* **Records to process**:
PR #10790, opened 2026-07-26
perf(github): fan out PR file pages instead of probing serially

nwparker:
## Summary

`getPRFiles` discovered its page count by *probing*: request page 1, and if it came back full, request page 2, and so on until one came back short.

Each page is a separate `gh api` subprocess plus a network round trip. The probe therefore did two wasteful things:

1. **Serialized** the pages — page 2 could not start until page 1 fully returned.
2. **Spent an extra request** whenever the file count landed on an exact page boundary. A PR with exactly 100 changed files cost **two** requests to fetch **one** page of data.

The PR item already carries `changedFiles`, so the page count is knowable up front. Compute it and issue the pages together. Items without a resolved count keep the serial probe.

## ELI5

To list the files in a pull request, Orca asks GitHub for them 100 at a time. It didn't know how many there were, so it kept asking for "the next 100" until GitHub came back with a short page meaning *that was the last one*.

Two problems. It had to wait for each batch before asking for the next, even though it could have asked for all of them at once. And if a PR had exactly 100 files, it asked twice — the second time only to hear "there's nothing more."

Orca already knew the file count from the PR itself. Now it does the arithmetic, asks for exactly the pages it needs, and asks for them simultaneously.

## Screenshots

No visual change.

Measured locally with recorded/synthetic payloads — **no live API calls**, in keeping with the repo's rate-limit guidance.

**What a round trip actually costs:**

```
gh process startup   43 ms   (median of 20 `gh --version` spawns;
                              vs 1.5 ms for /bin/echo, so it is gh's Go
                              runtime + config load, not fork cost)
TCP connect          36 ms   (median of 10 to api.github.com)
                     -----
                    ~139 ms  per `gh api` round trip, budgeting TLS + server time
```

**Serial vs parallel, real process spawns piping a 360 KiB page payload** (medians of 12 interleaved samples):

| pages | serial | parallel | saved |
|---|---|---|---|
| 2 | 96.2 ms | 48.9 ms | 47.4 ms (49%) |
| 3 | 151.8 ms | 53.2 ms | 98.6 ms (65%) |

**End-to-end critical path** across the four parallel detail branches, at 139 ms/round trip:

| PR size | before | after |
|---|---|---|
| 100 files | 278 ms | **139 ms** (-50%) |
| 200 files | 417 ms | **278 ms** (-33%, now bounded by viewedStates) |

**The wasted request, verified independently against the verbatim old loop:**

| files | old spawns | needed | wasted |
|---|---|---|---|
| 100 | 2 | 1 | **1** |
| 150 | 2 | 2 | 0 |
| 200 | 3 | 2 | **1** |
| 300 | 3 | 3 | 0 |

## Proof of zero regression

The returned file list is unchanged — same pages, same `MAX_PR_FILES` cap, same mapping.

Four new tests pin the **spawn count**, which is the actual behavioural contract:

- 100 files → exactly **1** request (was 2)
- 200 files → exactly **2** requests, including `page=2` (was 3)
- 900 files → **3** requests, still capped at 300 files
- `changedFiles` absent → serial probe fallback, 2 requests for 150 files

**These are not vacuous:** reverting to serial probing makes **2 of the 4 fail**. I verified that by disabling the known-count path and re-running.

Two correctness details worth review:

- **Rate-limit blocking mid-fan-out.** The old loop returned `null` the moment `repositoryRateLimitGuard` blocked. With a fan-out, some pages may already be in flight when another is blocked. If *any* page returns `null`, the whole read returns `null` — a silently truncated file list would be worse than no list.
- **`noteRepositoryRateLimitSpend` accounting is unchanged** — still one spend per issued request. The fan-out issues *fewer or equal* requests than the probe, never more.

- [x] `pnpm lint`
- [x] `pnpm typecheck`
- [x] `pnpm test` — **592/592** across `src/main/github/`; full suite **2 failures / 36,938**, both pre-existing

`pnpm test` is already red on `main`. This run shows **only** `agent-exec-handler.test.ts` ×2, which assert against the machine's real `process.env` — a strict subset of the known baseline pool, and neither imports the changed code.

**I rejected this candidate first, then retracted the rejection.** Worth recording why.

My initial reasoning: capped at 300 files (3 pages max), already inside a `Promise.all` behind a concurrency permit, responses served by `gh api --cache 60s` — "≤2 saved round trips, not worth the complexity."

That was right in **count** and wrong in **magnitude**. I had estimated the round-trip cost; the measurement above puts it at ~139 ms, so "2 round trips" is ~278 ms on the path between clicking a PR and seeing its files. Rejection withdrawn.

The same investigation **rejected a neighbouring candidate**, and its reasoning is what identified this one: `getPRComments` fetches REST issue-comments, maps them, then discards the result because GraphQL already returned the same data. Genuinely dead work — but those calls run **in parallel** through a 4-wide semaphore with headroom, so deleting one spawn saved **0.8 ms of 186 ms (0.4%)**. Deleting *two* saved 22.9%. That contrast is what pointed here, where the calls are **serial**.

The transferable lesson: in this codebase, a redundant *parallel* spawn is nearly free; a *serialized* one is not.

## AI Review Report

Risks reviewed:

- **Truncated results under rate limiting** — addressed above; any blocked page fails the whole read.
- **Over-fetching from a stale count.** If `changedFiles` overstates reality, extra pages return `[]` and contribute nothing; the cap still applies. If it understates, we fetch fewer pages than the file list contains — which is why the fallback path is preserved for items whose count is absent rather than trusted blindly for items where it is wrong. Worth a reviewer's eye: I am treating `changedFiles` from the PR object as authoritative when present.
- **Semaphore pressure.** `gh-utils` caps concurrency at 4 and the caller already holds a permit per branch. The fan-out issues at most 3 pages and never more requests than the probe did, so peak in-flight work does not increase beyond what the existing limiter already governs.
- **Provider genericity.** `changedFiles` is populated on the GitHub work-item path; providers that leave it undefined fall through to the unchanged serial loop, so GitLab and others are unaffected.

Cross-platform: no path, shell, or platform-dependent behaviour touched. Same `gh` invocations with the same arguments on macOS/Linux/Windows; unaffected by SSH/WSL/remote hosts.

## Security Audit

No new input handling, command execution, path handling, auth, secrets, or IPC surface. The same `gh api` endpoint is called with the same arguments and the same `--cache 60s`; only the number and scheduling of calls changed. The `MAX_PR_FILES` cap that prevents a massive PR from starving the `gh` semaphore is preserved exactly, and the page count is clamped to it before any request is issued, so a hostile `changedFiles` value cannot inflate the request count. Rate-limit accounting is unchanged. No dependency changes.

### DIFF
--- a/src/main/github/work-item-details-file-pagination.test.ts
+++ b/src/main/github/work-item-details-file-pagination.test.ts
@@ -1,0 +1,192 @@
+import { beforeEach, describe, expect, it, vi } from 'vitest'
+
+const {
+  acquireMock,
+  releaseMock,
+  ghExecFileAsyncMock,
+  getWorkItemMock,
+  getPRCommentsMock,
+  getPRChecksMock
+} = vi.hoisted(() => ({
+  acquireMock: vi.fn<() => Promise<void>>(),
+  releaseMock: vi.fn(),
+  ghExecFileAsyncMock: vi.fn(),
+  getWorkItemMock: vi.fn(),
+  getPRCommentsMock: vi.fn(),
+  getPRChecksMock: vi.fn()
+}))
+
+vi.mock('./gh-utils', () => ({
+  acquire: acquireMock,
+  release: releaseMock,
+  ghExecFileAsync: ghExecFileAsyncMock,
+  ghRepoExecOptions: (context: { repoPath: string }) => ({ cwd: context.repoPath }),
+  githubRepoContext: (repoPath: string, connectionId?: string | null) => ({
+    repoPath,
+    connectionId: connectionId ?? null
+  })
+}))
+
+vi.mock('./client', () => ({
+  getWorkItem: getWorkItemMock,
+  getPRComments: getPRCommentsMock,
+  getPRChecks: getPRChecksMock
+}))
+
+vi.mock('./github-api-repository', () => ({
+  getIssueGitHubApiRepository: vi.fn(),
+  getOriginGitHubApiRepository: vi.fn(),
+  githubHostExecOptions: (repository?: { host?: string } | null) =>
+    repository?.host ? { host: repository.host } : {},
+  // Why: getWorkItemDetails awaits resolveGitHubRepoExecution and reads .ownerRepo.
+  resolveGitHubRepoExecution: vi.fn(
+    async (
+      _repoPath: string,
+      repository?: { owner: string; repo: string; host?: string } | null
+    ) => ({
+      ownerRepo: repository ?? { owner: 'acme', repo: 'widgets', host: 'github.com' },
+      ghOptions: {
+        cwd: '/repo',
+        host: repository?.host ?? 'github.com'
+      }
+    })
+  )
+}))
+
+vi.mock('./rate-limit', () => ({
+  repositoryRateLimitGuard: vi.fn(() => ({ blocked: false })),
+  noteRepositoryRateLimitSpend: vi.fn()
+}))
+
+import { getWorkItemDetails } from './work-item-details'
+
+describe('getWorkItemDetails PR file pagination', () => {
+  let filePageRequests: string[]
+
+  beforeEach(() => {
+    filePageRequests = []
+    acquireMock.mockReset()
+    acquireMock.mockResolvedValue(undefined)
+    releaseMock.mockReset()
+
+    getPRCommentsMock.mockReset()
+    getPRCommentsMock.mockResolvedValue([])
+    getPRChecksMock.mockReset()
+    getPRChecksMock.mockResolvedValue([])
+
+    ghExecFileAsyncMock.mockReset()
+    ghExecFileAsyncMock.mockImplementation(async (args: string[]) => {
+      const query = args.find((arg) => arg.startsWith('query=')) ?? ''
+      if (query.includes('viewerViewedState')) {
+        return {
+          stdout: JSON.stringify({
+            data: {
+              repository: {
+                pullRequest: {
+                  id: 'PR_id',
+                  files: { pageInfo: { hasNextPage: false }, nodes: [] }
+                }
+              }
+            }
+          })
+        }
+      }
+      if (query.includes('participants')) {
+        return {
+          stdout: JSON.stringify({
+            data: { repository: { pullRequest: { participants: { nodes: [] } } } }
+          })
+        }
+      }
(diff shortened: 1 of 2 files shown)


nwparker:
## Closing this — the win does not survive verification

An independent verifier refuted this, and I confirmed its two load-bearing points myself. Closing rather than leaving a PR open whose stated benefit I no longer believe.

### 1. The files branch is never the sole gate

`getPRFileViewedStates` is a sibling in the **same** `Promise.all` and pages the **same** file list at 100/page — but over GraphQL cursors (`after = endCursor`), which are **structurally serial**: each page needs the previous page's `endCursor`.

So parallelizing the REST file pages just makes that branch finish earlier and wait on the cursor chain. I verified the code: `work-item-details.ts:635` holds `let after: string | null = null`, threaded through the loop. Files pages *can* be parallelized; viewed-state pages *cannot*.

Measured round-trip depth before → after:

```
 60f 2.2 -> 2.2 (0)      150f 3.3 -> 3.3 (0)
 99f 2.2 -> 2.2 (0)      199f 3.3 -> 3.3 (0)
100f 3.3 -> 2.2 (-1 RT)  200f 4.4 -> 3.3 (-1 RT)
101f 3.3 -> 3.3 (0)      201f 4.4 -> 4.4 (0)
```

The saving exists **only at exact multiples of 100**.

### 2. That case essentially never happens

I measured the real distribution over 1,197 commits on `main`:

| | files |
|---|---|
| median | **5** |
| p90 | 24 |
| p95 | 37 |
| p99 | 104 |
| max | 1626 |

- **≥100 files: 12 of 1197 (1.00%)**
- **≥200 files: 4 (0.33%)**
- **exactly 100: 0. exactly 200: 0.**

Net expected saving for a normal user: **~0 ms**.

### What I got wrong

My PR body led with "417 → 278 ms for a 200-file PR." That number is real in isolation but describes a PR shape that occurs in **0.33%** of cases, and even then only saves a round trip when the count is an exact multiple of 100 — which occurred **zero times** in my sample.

* **Task to complete**:
What is needed is an exact copy of the entries above, from the first line through the line holding "1. **Serialized** the", with both of those lines kept; please give nothing else.

* **Result for this exercise**:
PR #10790, opened 2026-07-26
perf(github): fan out PR file pages instead of probing serially

nwparker:
## Summary

`getPRFiles` discovered its page count by *probing*: request page 1, and if it came back full, request page 2, and so on until one came back short.

Each page is a separate `gh api` subprocess plus a network round trip. The probe therefore did two wasteful things:

1. **Serialized** the pages — page 2 could not start until page 1 fully returned.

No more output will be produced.